Figure 2 illustrates a modification of the marine riser tensioner 100 illustrated in Figure 1. In this modification, the torque arms 118 have elastomeric disks 124 bonded on both sides to form a double upper elastomeric cylinder 142. A similar double lower elastomeric cylinder is formed to cooperate with the cylinder 142. In addition, two additional elastomeric units 112 are mounted between the riser and platform at a 90° angle from the prior used elastomeric units. This modification will support a greater tension than tensioner 100 for very little increase in size.

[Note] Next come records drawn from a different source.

PR #345, opened 2020-01-07
Implement route admission policy API

ironcladlou:
Implement the route admission policy API[1].

[1] https://github.com/openshift/enhancements/blob/master/enhancements/openshift-route-admission-policy.md


pkg/operator/controller/ingress/controller.go
```diff
@@ -179,18 +179,19 @@ func (r *reconciler) Reconcile(request reconcile.Request) (reconcile.Result, err
...
-			switch err := err.(type) {
-			case *admissionRejection:
-				r.recorder.Event(ingress, "Warning", "Rejected", err.Reason)
-				return reconcile.Result{}, nil
-			default:
-				return reconcile.Result{}, fmt.Errorf("failed to admit ingresscontroller: %v", err)
-			}
+	// Admit the ingresscontroller. Don't process until admission succeeds. If admission results
+	// in an update, immediately re-queue to refresh state.
+	err, updated := r.admit(ingress, ingressConfig, infraConfig)
```
ironcladlou: @Miciah 

After an upgrade, existing admitted ingresscontrollers will have a nil `.spec.routeAdmission` and _should_ have a new generation due to the container image update, triggering re-admission. We have an internal invariant that `.status` will always be populated with defaults, which happens during admission. Consequently, if we ever fail to re-admit upgraded ingresscontrollers for any reason and then process the previously admitted state, we run the risk of violating our invariant and can panic.

Rather than bank on the generation changing, I decided to be even more defensive and start unconditionally admitting ingresscontrollers during reconciliation. This is more expensive in terms of CPU (we will hit our caches for list calls and do some in-memory processing), but the most part, the call should no a persistence no-op, and makes me feel more confident we'll always get things into a valid state before processing.

Is this too paranoid?

danehans: I think the CPU expense is worth preventing the possibility of a panic.

ironcladlou: Oops... this actually doesn't work because `admit()` won't mutate the input, so defaults aren't set and visible to the caller unless (as happens today on master) a persisted update occurs, a re-queue happens, and the state is refreshed during the next reconcile...

This might need re-thought...

ironcladlou: Oops again — the problem is that status _should_ have been persisted. I needed to update `ingressStatusesEqual()` to incorporate the route admission status field, causing a diff and ultimately persistence of status value.

ironcladlou: Nevermind, as of https://github.com/openshift/api/pull/565 we won't be putting the field on status anyway.

ironcladlou:
@Miciah @frobware @danehans this is ready for review (but still needs https://github.com/openshift/api/pull/565 before I can remove the hold)

ironcladlou:
https://github.com/openshift/api/pull/565 merged, this is ready for review

go.mod
```diff
@@ -17,7 +17,7 @@ require (
 	github.com/google/go-cmp v0.3.0
 	github.com/imdario/mergo v0.3.7 // indirect
 	github.com/kevinburke/go-bindata v3.11.0+incompatible
-	github.com/openshift/api v3.9.1-0.20191028134408-7e36eed0d19e+incompatible
+	github.com/openshift/api v0.0.0-20200114154634-6f8de8790817
```
frobware: Curious as to why the v-part of the version changed so much? no tag?

ironcladlou: Yeah, no tags

test/e2e/operator_test.go
```diff
@@ -700,6 +701,120 @@ func TestTLSSecurityProfile(t *testing.T) {
...
+	conditions := []operatorv1.OperatorCondition{
+		{Type: operatorv1.IngressControllerAvailableConditionType, Status: operatorv1.ConditionTrue},
+		{Type: operatorv1.LoadBalancerManagedIngressConditionType, Status: operatorv1.ConditionFalse},
+		{Type: operatorv1.DNSManagedIngressConditionType, Status: operatorv1.ConditionFalse},
+	}
+	if err := waitForIngressControllerCondition(kclient, 5*time.Minute, icName, conditions...); err != nil {
+		t.Fatalf("failed to observe expected conditions: %v", err)
+	}
+
+	// Set up a pair of namespaces to in which to create routes
```
frobware: nit: s/to in which/in which/

ironcladlou: Fixed

pkg/operator/controller/ingress/deployment.go
```diff
@@ -430,6 +430,19 @@ func desiredRouterDeployment(ci *operatorv1.IngressController, ingressController
...
 
+	routeAdmission := operatorv1.RouteAdmissionPolicy{
+		NamespaceOwnership: operatorv1.StrictNamespaceOwnershipCheck,
+	}
+	if admission := ci.Spec.RouteAdmission; admission != nil && len(admission.NamespaceOwnership) > 0 {
+		routeAdmission.NamespaceOwnership = ci.Spec.RouteAdmission.NamespaceOwnership
+	}
+	switch routeAdmission.NamespaceOwnership {
+	case operatorv1.StrictNamespaceOwnershipCheck:
+		env = append(env, corev1.EnvVar{Name: "ROUTER_DISABLE_NAMESPACE_OWNERSHIP_CHECK", Value: "false"})
```
Miciah: Alternatively, because the default is false, we could omit the environment variable and thereby avoid triggering a rolling update on old clusters.  That's what I did with `ROUTER_IP_V4_V6_MODE`:  https://github.com/openshift/cluster-ingress-operator/blob/a11c8f1d9a7e4cc2334e959700c1257015f5cf23/pkg/operator/controller/ingress/deployment.go#L425-L431
On the other hand, we will probably get a rolling update anyway because we are updating the router image, so maybe it does not matter anyway.

test/e2e/operator_test.go
```diff
@@ -700,6 +701,120 @@ func TestTLSSecurityProfile(t *testing.T) {
 	}
 }
 
+func TestRouteAdmissionPolicy(t *testing.T) {
+	// Set up an ingresscontroller which only selects routes created by this test
```
Miciah: I would have expected this sort of test to be  added in openshift/router (and I'm surprised we don't already have something in openshift/origin) and for the operator's test only to verify that the deployment has the correct configuration, but I suppose adding the test to cluster-ingress-operator is fine (and it is a very fine test indeed!).

pkg/operator/client/client.go
```diff
@@ -38,6 +39,9 @@ func init() {
 	if err := iov1.AddToScheme(scheme); err != nil {
 		panic(err)
 	}
+	if err := routev1.Install(scheme); err != nil {
```
Miciah: Kind of weird that we need to import the route API in `pkg/operator` in order to use it in the test code.  Because the scheme is registered at run-time (even if it is never used), it gets linked into the operator binary, right?

test/e2e/operator_test.go
ironcladlou: Hmmm... good point — I can move the e2e to openshift/origin and replace this one with a unit test that verifies the router config. Maybe I could do next in a followup?

pkg/operator/client/client.go
ironcladlou: I could probably have done it in a test file, but given https://github.com/openshift/cluster-ingress-operator/pull/345#discussion_r366550997 I'll probably just end up deleting this in the e2e-relocation followup if that's the direction we go.

pkg/operator/controller/ingress/deployment.go
ironcladlou: I had the same thoughts, can't decide if adding code to avoid the rollout is worth it.

Miciah: s/adding/omitting/

I'm suggesting we modify `env` only in the `operatorv1.InterNamespaceAllowedOwnershipCheck` case.

ironcladlou: Thought about this some more.

1. As we already noted, if you're running this new operator code, we'll rollout out a new router deployment anyway for the new image version, so that part seems like a wash
2. I think it's safer generally to explicitly set the variable in all cases to true or false to avoid relying on defaulting in the router in the Strict case

So I would suggest what I have here is good. WDYT?

Miciah: Agreed, explicit is good, and we anticipate a new router image, so might as well always add it.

Other configurations can be contemplated to adapt the principles of the tensioner 100 to a particular application.

Claims

1. A riser tensioner for use in maintaining a tension on a marine riser (12) from a tension leg platform (14), the tension leg platform (14) moving relative to the marine riser (12), characterized in that the riser tensioner comprises:

at least one elastomeric cylinder (114, 116; 142) having a first torque arm (118, 128) and a second torque arm (118, 128), an elastomeric disk (124) bonded between said torque arms (118, 128) for deformation in torsional shear about a torsion axis;

means for operatively securing said first torque arm (118,128) to said tension leg plateform (14) at a position spaced from the torsion axis; and means for operatively connecting said second torque arm (118, 128) to said marine riser (12) spaced from the torsion axis, torsional shear in said elastomeric disk (124) tensioning the marine riser (12).

2. The riser tensioner of Claim 1 wherein a plurality of elastomeric disks (124) are provided in the elastomeric cylinder (114, 116; 142), a first of said disks being bonded to said first torque arm (118, 128) and a second of said disks being bonded to said second torque arm (118, 128), rigid intermediate disks (126) being bonded between adjacent elastomeric disks (124).

3. The riser tensioner of Claim 1 further having a second elastomeric cylinder and means (136) for securing said first and second elastomeric cylinders (114, 116; 142) with the torsion axes parallel, and means (138) for connecting a torque arm (128) of each cylinder to a torque arm of the other cylinder.

4. The riser tensioner of Claim 3 wherein said means (138) for connecting torque arms on said cylinders (114, 116; 142) is adjustable to set in a predetermined torsional shear in the elastomeric disks (124) to tension the marine riser (12).

5. The riser tensioner of Claim 3 or 4 further having means (138) for ensuring that the rotation of each of the cylinders (114, 116; 142) about the torsion axis is uniform.